Moody's Ratings Assistant Vice President Zhou Yiwei said, "We expect the continued decline in contract sales across China to narrow in the next 12-18 months, as policy stimulus measures mainly support sales by improving buyer confidence, enhancing affordability, and increasing additional demand. The improvement in buyer confidence may also provide moderate support for sales prices. However, it is currently uncertain whether the new measures will be sufficient to prevent a decline in contract sales. Due to lower housing prices and more advantageous locations, competition from the second-hand housing market is becoming increasingly fierce. However, if the government further increases support, sales may exceed our expectations
Zhou Yiwei believes that the sales performance between various tier cities and real estate developers will continue to diverge.
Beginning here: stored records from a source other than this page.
PR #199, opened 2025-03-04
Autonomous

Emma03L:


src/main/deploy/pathplanner/paths/6LS.path
katzuv, line 1: The rotation target is redundant, the robot doesn't seem to be close to hitting someting

src/main/kotlin/frc/robot/autonomous/AutonomousCommands.kt
```diff
@@ -0,0 +1,112 @@
...
+        Commands.runOnce({ selectedScorePose = { Reef5Left.flipIfNeeded() } }),
+        autoScoreL4()
+    )
+
+private fun S5R(): Command =
+    Commands.sequence(
+        AutoBuilder.followPath(PathPlannerPath.fromPathFile("S5R")),
+        Commands.runOnce({ selectedScorePose = { Reef5Right.flipIfNeeded() } }),
+        autoScoreL4()
+    )
```
katzuv, line 67: These commands are pretty identical. Extract the logic to a private function that takes parameters. Whether to reset the odometry or not should also be a parameter.

src/main/kotlin/frc/robot/autonomous/ProfiledPosePID.kt
```diff
@@ -118,7 +118,15 @@ fun getSpeed(botPose: Pose2d): () -> ChassisSpeeds {
             Logger.recordOutput("AutoAlignment/$key", value)
         }
 
-    Logger.recordOutput("AutoAlignment/AtGoal", atGoal)
+    mapOf(
+            "AtGoal" to atGoal.asBoolean,
+            "XAtSetpoint" to xController.atSetpoint(),
+            "YAtSetpoint" to yController.atSetpoint(),
+            "thetaAtSetpoint" to thetaController.atSetpoint()
```
katzuv, line 125: Shouldn't you use `atGoal()`?

katzuv (changes requested):
A few general suggestions:
- Use PathPlanner's Optimize Path feature -- for some paths it reduces the path runtime by half a second.
- Start the robot in auto as close to the reef as possible:
  - Try a few starting points (move it up and down on the starting line), hit Optimize Path, and see if it helps.
  - We don't need to place the robot such that its center is on the starting line, we only need that the "BUMPERS overlap their ROBOT STARTING LINE" (from the manual).
- You can also try different points on the feeder.
- Looks like we drive forward after driving a path to the feeder. If so, the [goal end state](https://pathplanner.dev/gui-editing-paths-and-autos.html#goal-end-state) should have the same velocity we use in the driving forward part.

Excited to see the robot score a lot of points in autonomous! 🤩

src/main/kotlin/frc/robot/subsystems/ReefCommands.kt
```diff
@@ -89,7 +89,7 @@ fun outtakeCoral(): Command =
                 ))
             .withTimeout(0.5),
         gripper.slowOuttake(true).withTimeout(0.1),
-        moveDefaultPosition().onlyIf(gripper.hasCoral.negate())
+        moveDefaultPosition().onlyIf(gripper.hasCoral.negate().and{!DriverStation.isAutonomous()})
```
katzuv, line 92: Use [`RobotModeTriggers.teleop()`](https://github.wpilib.org/allwpilib/docs/release/java/edu/wpi/first/wpilibj2/command/button/RobotModeTriggers.html#teleop()) instead:
```suggestion
            .and(RobotModeTriggers.teleop())
```
Why is that change needed?

src/main/kotlin/frc/robot/subsystems/ReefCommands.kt
```diff
@@ -88,13 +89,17 @@ fun outtakeCoral(): Command =
...
 
 // TODO: Add Coral Simulation
 
 fun moveDefaultPosition(): Command =
-    sequence(elevator.feeder(), waitUntil(elevator.atSetpoint), wrist.feeder())
+    sequence(
+            elevator.feeder(),
+            waitUntil(elevator.atSetpoint),
+            wrist.feeder()
+        )
```
katzuv, line 102:
```suggestion
    elevator.run { feeder().until(atSetpoint()) }.andThen(wrist.feeder())
```
As usual, this is clearer using infix notation... 😉
```kt
elevator.run { feeder() until atSetpoint() } andThen wrist.feeder()
```
Edit: I'm not sure if that'll work because of `Subsystem.run()`. An alternative is to use `let` or `with`, but the benefit will be smaller:
```suggestion
    elevator.let { it.feeder().until(it.atSetpoint()) }.andThen(wrist.feeder())
```
```suggestion
    with(elevator) { feeder().until(atSetpoint()) }.andThen(wrist.feeder())
```

katzuv (changes requested):

src/main/kotlin/frc/robot/subsystems/ReefCommands.kt
```diff
@@ -88,7 +89,10 @@ fun outtakeCoral(): Command =
                 ))
             .withTimeout(0.5),
         gripper.slowOuttake(true).withTimeout(0.1),
-        moveDefaultPosition().onlyIf(gripper.hasCoral.negate())
+        moveDefaultPosition()
+            .onlyIf(
+                gripper.hasCoral.negate().and { !DriverStation.isAutonomous() }
```
katzuv, line 94: Use `RobotModeTriggers.teleop()` instead.

katzuv (changes requested):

High energy cities will continue to perform better than low energy cities, thanks to their stronger economic strength, population inflows, and policy stimulus measures. Similarly, state-owned developers will perform better than their private counterparts due to their stronger reputation, higher exposure to high-energy cities, and smoother financing channels.
Another international rating agency, Fitch Ratings, believes that the sentiment of Chinese homebuyers has improved following the recent policy release. Fitch believes that if housing prices do not show a comprehensive recovery, homebuyers' purchasing decisions will focus on economic fundamentals.
Fitch stated in the report that the large backlog of inventory is one of the reasons for the uncertainty of the real estate market recovery. Fitch believes that measures to assist local governments in acquiring unsold commercial housing that has already been built will have an increasing positive effect, but the process may be gradual. Although the aforementioned policies have reduced the financing costs for local governments, the scale of these funds is still small compared to the surplus supply side.
In addition, Fitch believes that the expansion of the "whitelist" program will support real estate companies in delivering properties to homebuyers and improve market sentiment. According to the plan, local governments can recommend projects to banks to accelerate loan processing. However, Fitch believes that administrative procedures may take time and the impact on sales will be limited and gradual.